Creswell high school
STATISTICS (with probability) 2016 – 2017
COURSE NUMBER: MTH 243
INSTRUCTOR: MR. SCOTT WORSHAM
CONTACT INFO: E-mail: firstname.lastname@example.org & Work Phone: 541-895-6031
OFFICE HOURS: 7:45 – 8:15 AM (Before School), 12:43-1:31 (Prep Period), & 3:15 – 3:45 (After School)
LENGTH: 1 YEAR
ROOM: 218 PREREQUISITES: ALGEBRA 2
TEXTBOOK: Stats-Modeling the World, AP edition, by Bock, Velleman and De Veaux,
Pearson – Addison Wesley, 2007
GENERAL COURSE DESCRIPTION:
Statistics is the art and science of collecting, organizing, analyzing, and drawing conclusions from data.
In Statistics, we will focus on four major themes:
- Exploring Data
- Sampling and Experimentation
- Anticipating Patterns
- Statistical Inference
Statistics is designed as the equivalent of a one-semester, introductory college statistics course. As a result of being a full year course, this high school course covers more topics in greater depth than any single “equivalent” college course.

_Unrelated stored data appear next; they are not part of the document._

PR #2089, opened 2025-12-13
feature: fix for mobile scaling

tobias-carlbom:
Before, init scale was always set to 1. now the init scale is calculated. 

On orientation change we reload the ui.

Also, pitch zoom is disabled on mobile/tablets. Zooming inside Fuxa view still works.


unocelli:
@tobias-carlbom Good job, Thanks a lot

PR #2116, opened 2026-01-06
Fix modbus rtu save socketreuse

rvbatista:
fix device modbus rtu save socketreuse


unocelli:
@rvbatista Thanks a lot!

Issue #2128, opened 2026-01-11
Add 50ms and 100ms polling options


trlaw:
Add 50ms and 100ms polling options for connected devices

Desired so can use Fuxa for machine mock-up animations for design meetings

PR #2129, opened 2026-01-11
Add 50ms and 100ms polling rate options

trlaw:
Tested locally and was functional for creating 'light' animations using OpenPLCruntimeV3

Closes Issue #2128


unocelli:
Thanks for the contribution! 
I’ll add a warning note to clearly mark these values as advanced options, since they may increase CPU and network load.

PR #2132, opened 2026-01-15
Fixed unclear 'Not Supported!' errors

Delorean12DMC:
Added advanced output to the 'Not Supported!' errors in the index.js files to better understand where the error comes from.


unocelli:
Thanks for the improvement!

PR #2141, opened 2026-01-18
feat(node-red): enhance tag handling with optional tagId for backward compatibility

rikugun:
sometimes, we have the same tag name and device name, but getTagId return first tag.

- Added a new optional field `tagId` to various nodes for unique identifier support.
- Updated UI elements to allow selection of tags in the format `tag.name(tag.id)`.
- Improved backward compatibility by allowing nodes to function with either `tag` or `tagId`.
- Adjusted error messages to reflect the new tag handling logic.


unocelli:
@rikugun Hi, thank you very much for the PR

I really appreciate the work you’ve done.
@MatthewReed303 can you take a look please?

Thanks again for the contribution! 🚀

unocelli:
@rikugun Thanks a lot!

PR #2151, opened 2026-01-22
Morgan disable

Delorean12DMC:
Added option to completely disable HTTP request logging to clean the console for custom debugging scripts and to reduce I/O overhead.


unocelli:
Good jobs, Thanks!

In this course, students develop strategies for collecting, organizing, analyzing, and drawing conclusions from data. Students design, administer, and tabulate results from surveys and experiments. Probability and simulations aid students in constructing models for chance phenomena. Sampling distributions provide the logical structure for confidence intervals and hypothesis tests. Students use a TI-83/84 graphing calculator, statistical software output, and Web-based java applets and activities to investigate statistical concepts. To develop effective statistical communication skills, students are required to prepare frequent written and oral analyses of real data.

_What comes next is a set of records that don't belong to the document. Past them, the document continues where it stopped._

PR #383, opened 2024-10-10
refactor: deobfuscate dragonberry

colin-axner:
Thank you @damiannolan for the assistance!

### DIFF
--- a/go/ops.go
+++ b/go/ops.go
@@ -20,38 +20,56 @@ import (
 	_ "golang.org/x/crypto/ripemd160" //nolint:staticcheck
 )
 
-// validate the IAVL Ops
-func validateIavlOps(op opType, b int) error {
+// validateIavlOps validates the prefix to ensure it begins with
+// the height, size, and version of the IAVL tree. Each varint must be a bounded value.
+// In addition, the remaining bytes are validated to ensure they correspond to the correct
+// length.
+func validateIavlOps(op opType, layerNum int) error {
 	r := bytes.NewReader(op.GetPrefix())
 
-	values := []int64{}
-	for i := 0; i < 3; i++ {
-		varInt, err := binary.ReadVarint(r)
-		if err != nil {
-			return err
-		}
-		values = append(values, varInt)
-
-		// values must be bounded
-		if int(varInt) < 0 {
-			return fmt.Errorf("wrong value in IAVL leaf op")
-		}
+	height, err := binary.ReadVarint(r)
+	if err != nil {
+		return err
 	}
-	if int(values[0]) < b {
-		return fmt.Errorf("wrong value in IAVL leaf op")
+	if int(height) < 0 || int(height) < layerNum {
+		return fmt.Errorf("IAVL height (%d) must be non-negative and less than the layer number (%d)", height, layerNum)
 	}
 
-	r2 := r.Len()
-	if b == 0 {
-		if r2 != 0 {
-			return fmt.Errorf("invalid op")
+	size, err := binary.ReadVarint(r)
+	if err != nil {
+		return err
+	}
+
+	if int(size) < 0 {
+		return fmt.Errorf("IAVL size must be non-negative")
+	}
+
+	version, err := binary.ReadVarint(r)
+	if err != nil {
+		return err
+	}
+
+	if int(version) < 0 {
+		return fmt.Errorf("IAVL version must be non-negative")
+	}
+
+	// grab the length of the remainder of the prefix
+	remLen := r.Len()
+	if layerNum == 0 {
+		if remLen != 0 {
+			return fmt.Errorf("expected remaining prefix to be 0, got: %d", r2)
 		}
 	} else {
-		if !(r2^(0xff&0x01) == 0 || r2 == (0xde+int('v'))/10) {
+		// when the child comes from the left, the suffix if filled in
+		// prefix: height | size | version | length byte (1 remainder)
+		//
+		// when the child comes from the right, the suffix is empty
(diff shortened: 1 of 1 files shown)


go/ops.go
```diff
@@ -20,38 +20,56 @@ import (
...
-func validateIavlOps(op opType, b int) error {
+// validateIavlOps validates the prefix to ensure it begins with
+// the height, size, and version of the IAVL tree. Each varint must be a bounded value.
+// In addition, the remaining bytes are validated to ensure they correspond to the correct
+// length.
+func validateIavlOps(op opType, layerNum int) error {
 	r := bytes.NewReader(op.GetPrefix())
 
-	values := []int64{}
-	for i := 0; i < 3; i++ {
```
colin-axner, line 28: I decided to remove the for loop for readability, so each height, size, and version could have a var name rather than an index

go/ops.go
```diff
@@ -20,38 +20,56 @@ import (
...
-		varInt, err := binary.ReadVarint(r)
-		if err != nil {
-			return err
-		}
-		values = append(values, varInt)
+	height, err := binary.ReadVarint(r)
+	if err != nil {
+		return err
+	}
+	if int(height) < 0 || int(height) < layerNum {
```
colin-axner, line 34: previous check: `if int(values[0]) < b {` moved here in `int(height) < layerNum`

go/ops.go
```diff
@@ -20,38 +20,56 @@ import (
 	_ "golang.org/x/crypto/ripemd160" //nolint:staticcheck
 )
 
-// validate the IAVL Ops
-func validateIavlOps(op opType, b int) error {
+// validateIavlOps validates the prefix to ensure it begins with
+// the height, size, and version of the IAVL tree. Each varint must be a bounded value.
+// In addition, the remaining bytes are validated to ensure they correspond to the correct
+// length.
+func validateIavlOps(op opType, layerNum int) error {
```
colin-axner, line 27: `b` -> `layerNum` open to other naming suggestions

go/ops.go
```diff
@@ -20,38 +20,56 @@ import (
...
+	if err != nil {
+		return err
+	}
+
+	if int(version) < 0 {
+		return fmt.Errorf("IAVL version must be non-negative")
+	}
+
+	// grab the length of the remainder of the prefix
+	remLen := r.Len()
```
colin-axner, line 57: `r2` -> `remLen` open to other naming suggestions!

go/ops.go
```diff
@@ -20,38 +20,56 @@ import (
...
+	if layerNum == 0 {
+		if remLen != 0 {
+			return fmt.Errorf("expected remaining prefix to be 0, got: %d", remLen)
```
colin-axner, line 60:
```suggestion
			return fmt.Errorf("expected remaining prefix length to be 0, got: %d", remLen)
```

go/ops.go
damiannolan: `layerNum` is good to me, maybe we can indicate in godoc that it corresponds to tree depth

colin-axner:
cc @valardragon (if you want to take a peek :slightly_smiling_face: )

go/ops.go
```diff
@@ -20,38 +20,56 @@ import (
 	_ "golang.org/x/crypto/ripemd160" //nolint:staticcheck
 )
 
-// validate the IAVL Ops
-func validateIavlOps(op opType, b int) error {
+// validateIavlOps validates the prefix to ensure it begins with
+// the height, size, and version of the IAVL tree. Each varint must be a bounded value.
+// In addition, the remaining bytes are validated to ensure they correspond to the correct
+// length. The layerNum is the tree depth.
```
damiannolan, line 26: added two more lines on leaf node/inner node constraints (feel free to take or leave) 

```suggestion
// validateIavlOps validates the prefix to ensure it begins with
// the height, size, and version of the IAVL tree. Each varint must be a bounded value.
// In addition, the remaining bytes are validated to ensure they correspond to the correct
// length. The layerNum is the tree depth. 
// For leaf nodes (depth=0), we ensure the op prefix is constrained to the height, size and
// version of the IAVL tree.
// For inner nodes (depth>=1), we ensure the remaining prefix length conforms to the expected
// length when applying inner nodes where child comes from either left or right (see comment inline).
```

damiannolan (approved):
Beautiful, thank you @colin-axner! So much easier to grok! ❤️

go/ops.go
damiannolan: on reflection this reads a little weird. `layerNum` is passed as 0 when we're at the leaf, but in reality that is depth n, since depth of 0 usually means root. 

maybe we could change to:

```suggestion
// validateIavlOps validates the prefix to ensure it begins with
// the height, size, and version of the IAVL tree. Each varint must be a bounded value.
// In addition, the remaining bytes are validated to ensure they correspond to the correct
// length. The layerNum is the inverse of the tree depth, i.e. depth=0 means leaf, depth>=1 means inner node
```

colin-axner: I like your second suggestion. It's concise and with the additional in-code comment, I think it's straightforward enough to reason about

faddat:
love it

go/ops_test.go
```diff
@@ -9,6 +9,124 @@ import (
...
+		},
+		{
+			"failure: invalid remaining length with layer number is 0",
+			func() {
+				layerNum = 0
+			},
+			fmt.Errorf("expected remaining prefix length to be 0, got: 1"),
+		},
+		{
+			"failure: invalid reminaing length with non-zero layer number",
```
AdityaSripal, line 89:
```suggestion
			"failure: invalid remaining length with non-zero layer number",
```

Statistics is an advanced math class. You must put more time and effort into this math class then you have done in past years. If you feel that you will continue your educational growth into college, this course will also prepare you for that future endeavor.
- To help you become an educated consumer of data and statistical claims.
- To introduce you to the practice of doing statistics.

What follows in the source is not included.